• _Directions for this task_
Write every entry out again, exactly as given.

===== Record excerpts =====

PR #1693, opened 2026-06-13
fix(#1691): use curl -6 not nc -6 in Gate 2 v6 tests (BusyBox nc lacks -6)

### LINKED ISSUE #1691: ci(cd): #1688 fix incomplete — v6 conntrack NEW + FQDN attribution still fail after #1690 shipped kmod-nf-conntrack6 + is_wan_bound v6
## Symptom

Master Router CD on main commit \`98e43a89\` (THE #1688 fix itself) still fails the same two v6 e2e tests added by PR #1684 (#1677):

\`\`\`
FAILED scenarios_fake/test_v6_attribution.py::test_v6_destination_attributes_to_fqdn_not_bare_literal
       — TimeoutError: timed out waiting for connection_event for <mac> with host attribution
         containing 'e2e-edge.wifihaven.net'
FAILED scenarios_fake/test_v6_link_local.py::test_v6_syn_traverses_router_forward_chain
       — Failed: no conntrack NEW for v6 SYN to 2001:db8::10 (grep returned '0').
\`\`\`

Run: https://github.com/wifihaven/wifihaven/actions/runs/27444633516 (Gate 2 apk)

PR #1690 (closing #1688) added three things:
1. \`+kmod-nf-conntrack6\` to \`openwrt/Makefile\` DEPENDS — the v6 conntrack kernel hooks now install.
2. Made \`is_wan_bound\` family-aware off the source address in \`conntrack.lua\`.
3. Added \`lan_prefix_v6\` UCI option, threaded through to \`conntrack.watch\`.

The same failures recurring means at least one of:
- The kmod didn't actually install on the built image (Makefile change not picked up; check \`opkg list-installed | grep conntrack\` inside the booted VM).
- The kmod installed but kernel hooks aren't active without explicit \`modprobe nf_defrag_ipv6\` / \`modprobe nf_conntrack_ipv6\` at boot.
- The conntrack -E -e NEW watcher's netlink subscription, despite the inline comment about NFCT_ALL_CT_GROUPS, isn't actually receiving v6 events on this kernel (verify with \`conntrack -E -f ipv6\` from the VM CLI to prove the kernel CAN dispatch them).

=====

• _Answer to the problem_
PR #1693, opened 2026-06-13
fix(#1691): use curl -6 not nc -6 in Gate 2 v6 tests (BusyBox nc lacks -6)

### LINKED ISSUE #1691: ci(cd): #1688 fix incomplete — v6 conntrack NEW + FQDN attribution still fail after #1690 shipped kmod-nf-conntrack6 + is_wan_bound v6
## Symptom

Master Router CD on main commit \`98e43a89\` (THE #1688 fix itself) still fails the same two v6 e2e tests added by PR #1684 (#1677):

\`\`\`
FAILED scenarios_fake/test_v6_attribution.py::test_v6_destination_attributes_to_fqdn_not_bare_literal
       — TimeoutError: timed out waiting for connection_event for <mac> with host attribution
         containing 'e2e-edge.wifihaven.net'
FAILED scenarios_fake/test_v6_link_local.py::test_v6_syn_traverses_router_forward_chain
       — Failed: no conntrack NEW for v6 SYN to 2001:db8::10 (grep returned '0').
\`\`\`

Run: https://github.com/wifihaven/wifihaven/actions/runs/27444633516 (Gate 2 apk)

PR #1690 (closing #1688) added three things:
1. \`+kmod-nf-conntrack6\` to \`openwrt/Makefile\` DEPENDS — the v6 conntrack kernel hooks now install.
2. Made \`is_wan_bound\` family-aware off the source address in \`conntrack.lua\`.
3. Added \`lan_prefix_v6\` UCI option, threaded through to \`conntrack.watch\`.

The same failures recurring means at least one of:
- The kmod didn't actually install on the built image (Makefile change not picked up; check \`opkg list-installed | grep conntrack\` inside the booted VM).
- The kmod installed but kernel hooks aren't active without explicit \`modprobe nf_defrag_ipv6\` / \`modprobe nf_conntrack_ipv6\` at boot.
- The conntrack -E -e NEW watcher's netlink subscription, despite the inline comment about NFCT_ALL_CT_GROUPS, isn't actually receiving v6 events on this kernel (verify with \`conntrack -E -f ipv6\` from the VM CLI to prove the kernel CAN dispatch them).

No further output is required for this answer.